I use a pattern in Flutter where static methods own state changes and instance properties own reads. Session management is where it shows up most clearly.

Static methods for state changes:

await UserSession.login(authToken: 'token', username: 'user');
await UserSession.logout();
await UserSession.setDataRegion(DataRegion.US);

Instance properties for reads:

final username = UserSession.current.username;
final isAuth = UserSession.current.isAuthenticated;
final region = UserSession.current.dataRegion;

Why the separation works:

Think of it like database operations — static methods are commands (insert, update, delete), instance properties are queries (select from current state). Class-level operations change what the singleton is.
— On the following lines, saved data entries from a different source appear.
PR #1785, opened 2024-05-01
SONARPY-1769: Scikit-Learn random_state check

joke1196:


python-checks/src/main/java/org/sonar/python/checks/RandomSeedCheck.java
```diff
@@ -67,14 +74,47 @@ public void initialize(Context context) {
...
+  private static boolean hasRandomStateParameter(Symbol calleeSymbol) {
+    if (calleeSymbol.is(Kind.CLASS)) {
+      List<Symbol> constructorSymbols = ((ClassSymbolImpl) calleeSymbol).declaredMembers()
+        .stream()
+        .filter(s -> "__init__".equals(s.name()))
+        .toList();
+      if (constructorSymbols.size() == 1) {
+        return hasRandomStateParameter(constructorSymbols.get(0));
+      }
+      return false;
```
ghislainpiot, line 102: Removing this line should improve test coverage slightly

python-checks/src/main/java/org/sonar/python/checks/RandomSeedCheck.java
```diff
@@ -67,14 +74,47 @@ public void initialize(Context context) {
...
+    }
+    if (calleeSymbol.is(Kind.FUNCTION)) {
+      List<FunctionSymbol> symbols = SymbolUtils.getFunctionSymbols(calleeSymbol);
```
ghislainpiot, line 105: Is there a reason not to just cast the current symbol ?

python-checks/src/main/java/org/sonar/python/checks/RandomSeedCheck.java
```diff
@@ -67,14 +74,47 @@ public void initialize(Context context) {
...
+          .map(FunctionSymbol.Parameter::name)
+          .anyMatch(SKLEARN_ARG_NAME::equals);
+      }
+    }
+    return false;
   }
 
-  private boolean isSeedArgumentAbsentOrNone(String argName, List<Argument> args) {
-    RegularArgument arg = TreeUtils.nthArgumentOrKeyword(0, argName, args);
+  private boolean isArgumentAbsentOrNone(@Nullable RegularArgument arg) {
```
ghislainpiot, line 117: This is a good candidate to be put in the utils, if it is not there already

python-checks/src/test/resources/checks/randomSeedSKlearn.py
```diff
@@ -0,0 +1,28 @@
...
+    sgd = SGDClassifier(random_state=foo()) # Compliant
+    
+    def sklearn_seed(rng):
+        svc = SVC(random_state=rng) # Compliant
+
+    def foo(random_state=None):
+        pass
+
+    foo() # Compliant
+
```
ghislainpiot, line 28: We might be able to document that ambiguous symbols are not handled

```
def ambiguous():
    from sklearn.svm import SVC as something
    from sklearn.datasets import make_blobs as something

    something = something()
```

python-checks/src/test/resources/checks/randomSeedSKlearn.py
```diff
@@ -0,0 +1,28 @@
+from sklearn.model_selection import train_test_split
+from sklearn.svm import SVC
+from sklearn.datasets import load_iris, make_blobs
+
+def failure():
+    X, y = load_iris(return_X_y=True)
+    X_train, X_test, y_train, y_test = train_test_split(X, y) # Noncompliant {{Provide a seed for the random_state parameter.}}
+    #                                  ^^^^^^^^^^^^^^^^^^^^^^
```
ghislainpiot, line 8: Only having the issue on the function name might be clearer, some scikit-learn functions have a lot of parameters. It would make a really large red blob

python-checks/src/main/java/org/sonar/python/checks/RandomSeedCheck.java
```diff
@@ -67,14 +74,47 @@ public void initialize(Context context) {
...
+      if (symbols.size() == 1) {
+        FunctionSymbol symbol = symbols.get(0);
+        return symbol.parameters()
+          .stream()
+          .map(FunctionSymbol.Parameter::name)
+          .anyMatch(SKLEARN_ARG_NAME::equals);
+      }
+    }
+    return false;
   }
```
ghislainpiot, line 115: Using the good old Optional chain might side step the coverage.

```  private static boolean hasRandomStateParameter(Symbol calleeSymbol) {
    return Optional.of(calleeSymbol)
      .filter(s -> s.is(Kind.CLASS))
      .map(ClassSymbolImpl.class::cast)
      .flatMap(s -> s.declaredMembers()
        .stream()
        .filter(member -> "__init__".equals(member.name()))
        .findFirst()
        .map(RandomSeedCheck::hasRandomStateParameter))
      .or(
        () -> Optional.of(calleeSymbol)
          .filter(s1 -> s1.is(Kind.FUNCTION))
          .map(SymbolUtils::getFunctionSymbols)
          .filter(symbols -> symbols.size() == 1)
          .map(symbols -> symbols.get(0))
          .map(symbol -> symbol.parameters()
            .stream()
            .map(FunctionSymbol.Parameter::name)
            .anyMatch(SKLEARN_ARG_NAME::equals)))
      .orElse(false);
  
```

python-checks/src/main/java/org/sonar/python/checks/CheckList.java
```diff
@@ -282,7 +282,7 @@ public static Iterable<Class> getChecks() {
       NumpyWeekMaskValidationCheck.class,
       NumpyIsNanCheck.class,
       NumpyListOverGeneratorCheck.class,
-      NumpyRandomSeedCheck.class,
+      RandomSeedCheck.class,
```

Instance-level access reads what it contains.

Implementation:

class UserSession {
  static UserSession? _instance;

  static Future<void> login({required String authToken, required String username}) async {
    _instance = UserSession._(authToken: authToken, username: username);
    await _saveToStorage();
  }

  static Future<void> logout() async {
    _instance = const UserSession._empty();
    await _clearStorage();
  }

  static UserSession? get current => _instance;

  String get username => /* ... */;
  bool get isAuthenticated => /* ... */;
}

TLDR: Split singleton APIs by intent — static methods for commands, instance access for queries. The call site reads like the distinction matters, because it does.